**What is expected:**
Show every line from the data below that includes "used".

++++

PR #1144, opened 2020-04-08
Adds example of custom trace ID parsing

adriancole:
This shows how people constrained to only propagating a trace ID can stash numerical data into
the trace ID. For example, a load balancer can set some bit flags like this.

Rumor has it that Twitter used to do this for embedding device information to ensure a
specific device couldn't absorb the entire random space. It isn't known if the amount of bits
stolen was a nibble or a byte.

See https://github.com/spring-cloud/spring-cloud-sleuth/issues/1106

### DIFF
--- a/brave/src/test/java/brave/features/propagation/HackedTraceIdTest.java
+++ b/brave/src/test/java/brave/features/propagation/HackedTraceIdTest.java
@@ -1,0 +1,111 @@
+/*
+ * Copyright 2013-2020 The OpenZipkin Authors
+ *
+ * Licensed under the Apache License, Version 2.0 (the "License"); you may not use this file except
+ * in compliance with the License. You may obtain a copy of the License at
+ *
+ * http://www.apache.org/licenses/LICENSE-2.0
+ *
+ * Unless required by applicable law or agreed to in writing, software distributed under the License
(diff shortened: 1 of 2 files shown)


brave/src/test/java/brave/features/propagation/HackedTraceIdTest.java
```diff
@@ -0,0 +1,113 @@
...
+  @Test public void testB3MultiWins() {
+    headers.put("X-B3-TraceId", "1111111111111111");
+    headers.put("X-B3-SpanId", "2222222222222222");
+    headers.put(customTraceIdName, "1000000000000000e457b5a2e4d86bd1");
+    assertThat(extractor.extract(headers).context())
+      .satisfies(c -> assertThat(c.traceIdString()).isEqualTo("1111111111111111"))
+      .satisfies(c -> assertThat(c.spanIdString()).isEqualTo("2222222222222222"));
+  }
+
+  @Test public void invalidTraceIdsDontCrash() {
```
anuraaga, line 104: Delete I guess

adriancole: thx!

PR #1146, opened 2020-04-10
Adds an example about counting children

adriancole:
Those who need to process statistics on children can do something
like this, which works for any instrumentation.

Requested by @fletch3555

### DIFF
--- a/brave/src/test/java/brave/features/handler/CountingChildrenTest.java
+++ b/brave/src/test/java/brave/features/handler/CountingChildrenTest.java
@@ -1,0 +1,108 @@
+/*
+ * Copyright 2013-2020 The OpenZipkin Authors
+ *
+ * Licensed under the Apache License, Version 2.0 (the "License"); you may not use this file except
+ * in compliance with the License. You may obtain a copy of the License at
+ *
+ * http://www.apache.org/licenses/LICENSE-2.0
+ *
+ * Unless required by applicable law or agreed to in writing, software distributed under the License
+ * is distributed on an "AS IS" BASIS, WITHOUT WARRANTIES OR CONDITIONS OF ANY KIND, either express
+ * or implied. See the License for the specific language governing permissions and limitations under
+ * the License.
+ */
+package brave.features.handler;
+
+import brave.Tracer;
+import brave.Tracing;
+import brave.handler.FinishedSpanHandler;
+import brave.handler.MutableSpan;
+import java.util.ArrayList;
+import java.util.List;
+import org.junit.After;
+import org.junit.Test;
+import zipkin2.Span;
+
+import static org.assertj.core.api.Assertions.assertThat;
+import static org.assertj.core.api.Assertions.tuple;
+
+/**
+ * This shows how a {@link FinishedSpanHandler} can add data some external formats need, such as
+ * child count.
+ *
+ * <p><em>Note:</em> this currently only works with children enclosed by their parents. If you have
+ * spans that finish after their parent, you'll need a more fancy implementation.
+ */
+public class CountingChildrenTest {
+  static final class TagChildCount extends FinishedChildrenHandler {
+    @Override protected void handle(MutableSpan parent, Iterable<MutableSpan> children) {
+      int count = 0;
+      for (MutableSpan child : children) {
+        count++;
+      }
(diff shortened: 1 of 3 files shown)


brave/src/test/java/brave/features/handler/CountingChildrenTest.java
```diff
@@ -0,0 +1,108 @@
...
+import zipkin2.Span;
+
+import static org.assertj.core.api.Assertions.assertThat;
+import static org.assertj.core.api.Assertions.tuple;
+
+/**
+ * This shows how a {@link FinishedSpanHandler} can add data some external formats need, such as
+ * child count.
+ *
+ * <p><em>Note:</em> this currently only works with children enclosed by their parents. If you have
```
anuraaga, line 33:
```suggestion
 * <p><em>Note:</em> this currently only works with children fully enclosed by their parents. If you have
```

Very small suggestion that I think makes it quite a bit more readable.

brave/src/test/java/brave/features/handler/FinishedChildrenHandler.java
```diff
@@ -0,0 +1,59 @@
...
+    }
+
+    Iterable<MutableSpan> children = parentToChildren.remove(context.spanIdString());
+
+    FinishedChildrenHandler.this.handle(span, children != null ? children : emptyList());
+    return true;
+  }
+
+  static final class ParentToChildren {
+    final Map<String, Set<MutableSpan>> delegate = new WeakHashMap<>();
```
anuraaga, line 49: A bit less noisy, and easier to switch to a possibly more efficient structure, using `Collections.synchronizedMap` instead of synchronizing the methods.

brave/src/test/java/brave/features/handler/FinishedChildrenHandler.java
```diff
@@ -0,0 +1,59 @@
...
+  @Override public boolean supportsOrphans() {
+    return true; // We need to clear the map entry even if the parent doesn't finish normally
+  }
+
+  @Override public boolean handle(TraceContext context, MutableSpan span) {
+    if (!context.isLocalRoot()) { // a child
+      parentToChildren.add(context.parentIdString(), span);
+    }
+
+    Iterable<MutableSpan> children = parentToChildren.remove(context.spanIdString());
```
anuraaga, line 42: Wonder if we should go ahead and copy into another list when passing to handler.

adriancole: I guess I'm confusing things by being inconsistent. I intentionally used synchronized above because we don't have a better collection type at the moment. That isn't not good for performance, so me avoiding array allocation here is probably not intuitive.

In real code I'd probably not do that, as it is possibly going to happen inline with a random call to Span.finish (time is stolen to invoke this hook). I'd probably prefer exposing Iterator instead..

brave/src/test/java/brave/features/handler/FinishedChildrenHandler.java
adriancole: yeah better!

brave/src/test/java/brave/features/handler/FinishedChildrenHandler.java
adriancole: updated with some notes on why.. ack allocation defence it is unimportant with how it is currently implemented though.

brave/src/test/java/brave/features/handler/FinishedChildrenHandler.java
```diff
@@ -0,0 +1,60 @@
...
+
+  @Override public boolean handle(TraceContext context, MutableSpan span) {
+    if (!context.isLocalRoot()) { // a child
+      parentToChildren.add(context.parentIdString(), span);
+    }
+
+    // There could be a lot of children. Instead of copying the list result, expose the iterator.
+    // The main goal is to not add too much overhead as this is invoked on the same thread as
+    // application code which implicitly call Span.finish() through instrumentation.
+    Set<MutableSpan> children = parentToChildren.remove(context.spanIdString());
```
adriancole, line 43: @anuraaga actually in this impl we could probably pass control to the user.. just anyway I want to get the other hooks in before we do that, just in case in a concurrent weak map variant, we can't give such a thing.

++++

**Written reply:**
Rumor has it that Twitter used to do this for embedding device information to ensure a
adriancole: I guess I'm confusing things by being inconsistent. I intentionally used synchronized above because we don't have a better collection type at the moment. That isn't not good for performance, so me avoiding array allocation here is probably not intuitive.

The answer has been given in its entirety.